# New feature...errr bug



## Sneezy (Dec 18, 2006)

I hit the 30 second stupid slip (why can't it just be a skip like every other damn f*in device out there?) button and it skipped to the end of the show  My wife was watching with me (so I know it wasn't me) and it said <30 on the screen....next thing I know the damn show was 15 minutes ahead and at the end????

WTF?

While watching another show I got the "delete now" prompt even though I wasn't done yet.

2 days ago it would not turn on at all. 5 days before that I had the same problem.

Red button reset, still have problems.....reformat...still have problems.

I have to say that I'm getting really tired of this ****ty hardware. I got the R15 300 only a few days before Christmas and have had nothing but problems with it. D just keeps saying reformat.... no help there. My Dish box was perfect, my OLD replay TV was perfect.

If I format again, I lose my shows that I have set to record. I set them by the guide, not by finding them. I have about 6 set to record so it's not like I have 25 that can cause a problem. I have 85% free space.

the only difference between DTV and Cable is the cable picture at my house sucks. I left cable years ago (went without any TV at all for 2 years) because the **** hardware Time Warner rented me was worse than anything I have ever seen. DTV is one step above that and only because the picture is good (Dish was better, had to leave because no Distant locals).

I write software for a living so I know the ups and downs but if I gave my customers crap like this I'd be out of a job, to top it off everything I do is custom so it opens up the can of worms for bugs big time.

DTV is going to get an earfull from me tomorrow, as a new subscriber this really sucks. It's almost tempting to try TWC's crap again, though I know they can't get me a decent picture AT ALL to my house. I am one pissed off DTV customer.


----------



## Slyster (May 17, 2005)

It's a new feature.. skip to the end... you just have to be careful. I do that too all the time. I hold it a tad too long then tap it again and "want to delete?"... so I press the slip button more.. slowly.. and.. it.. works...


----------



## Mrpalmer420 (Jan 9, 2007)

I was thinking the same as above. your really have to watch how long you hold the button as it will skip to the end if you hold even a smidge to long.

As with the other problem of the delete screen coming up i had this too once. What i had to do is Skip to the end and then rewind to just before the point that the screen.

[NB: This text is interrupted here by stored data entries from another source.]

PR #5008, opened 2024-05-31
Workflows such as e2e are not triggered when only the files under docs are changed.

zhzhuang-zju:
**What type of PR is this?**
/kind cleanup

Workflows such as e2e are not triggered when only the files under docs are changed.
Fixes #

When all the path names match patterns in `paths-ignore`, the workflow will not run. If any path names do not match patterns in `paths-ignore`, even if some path names match the patterns, the workflow will run.

```release-note
NONE
```

### DIFF
--- a/.github/workflows/ci-image-scanning.yaml
+++ b/.github/workflows/ci-image-scanning.yaml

This was very annoying because it was during a CSI that was sort of a cliffhanger.


----------



## Sneezy (Dec 18, 2006)

I pressed the button once and it was quick.


----------



## wbmccarty (Apr 28, 2006)

Please, guys, don't complain too much about the sensitive timing. If DTV really is listening, they're likely to take out this feature just to spite us.....

Cheers,


----------



## qwerty (Feb 19, 2006)

wbmccarty said:


> Please, guys, don't complain too much about the sensitive timing. If DTV really is listening, they're likely to take out this feature just to spite us.....
> 
> Cheers,


I'm just glad they added this feature last year. I would have prefered skip to slip, but it was a big improvement over what they had...nothing!


----------



## Sneezy (Dec 18, 2006)

wbmccarty said:



> Please, guys, don't complain too much about the sensitive timing. If DTV really is listening, they're likely to take out this feature just to spite us.....
> 
> Cheers,


 

It's supposed to be like that?????


----------



## Sneezy (Dec 18, 2006)

I spoke with Customer service at length this evening about all of the problems I have been having and they told me not to tuse the fast forward or the skip until they resolve the bugs. :nono2: 

What I did notice was it takes 4 seconds of holding the button down to get it to skip to the end and ask to delete.

that does not explain all the other crap I have put up with for 3 months.

I hung up on a manager after hearing the same old bull**** from her and they would not do anything to help me at all.

Al I got was "please wait for the next software release".

I'm so damn close to leaving DTV. I have never had as many problems with a device as with this DVR.

Even Windows is more reliable. :eek2:


----------



## wbmccarty (Apr 28, 2006)

Sneezy said:


> It's supposed to be like that?????


Please see the posting by Slyster, above. We can argue that the timing of the function is less than optimal. But, it's clearly intended that an extra-long press--whatever that means--should cause a skip to the end of program.

Cheers,


----------



## Sneezy (Dec 18, 2006)

wbmccarty said:


> Please see the posting by Slyster, above. We can argue that the timing of the function is less than optimal. But, it's clearly intended that an extra-long press--whatever that means--should cause a skip to the end of program.
> 
> Cheers,


CSR told me they are working on fixing the bug.......


----------



## wbmccarty (Apr 28, 2006)

Sneezy said:


> CSR told me they are working on fixing the bug.......


I don't doubt it. Kinda funny when you think about it, isn't it? Especially when they claim to be unaware of more serious problems. I've had way more fun thinking and talking about my R-15 than actually using it. It might even be worth the monthly fee even though it doesn't work worth [insert choice of word]. 

Of course, we may be talking at cross purposes. But, I very much doubt it.

Cheers,

P.S. I kept thinking about this and have to ask, "Dude, you're joking. Right?"

Cheers,


----------



## Bud33 (Jan 26, 2006)

Did ya ever think it might be your language


----------



## Sneezy (Dec 18, 2006)

Bud33 said:


> Did ya ever think it might be your language


Nope. for a change I was rather nice to them. Last person I yelled at on the phone hung up on me.and it wasn't DTV.


----------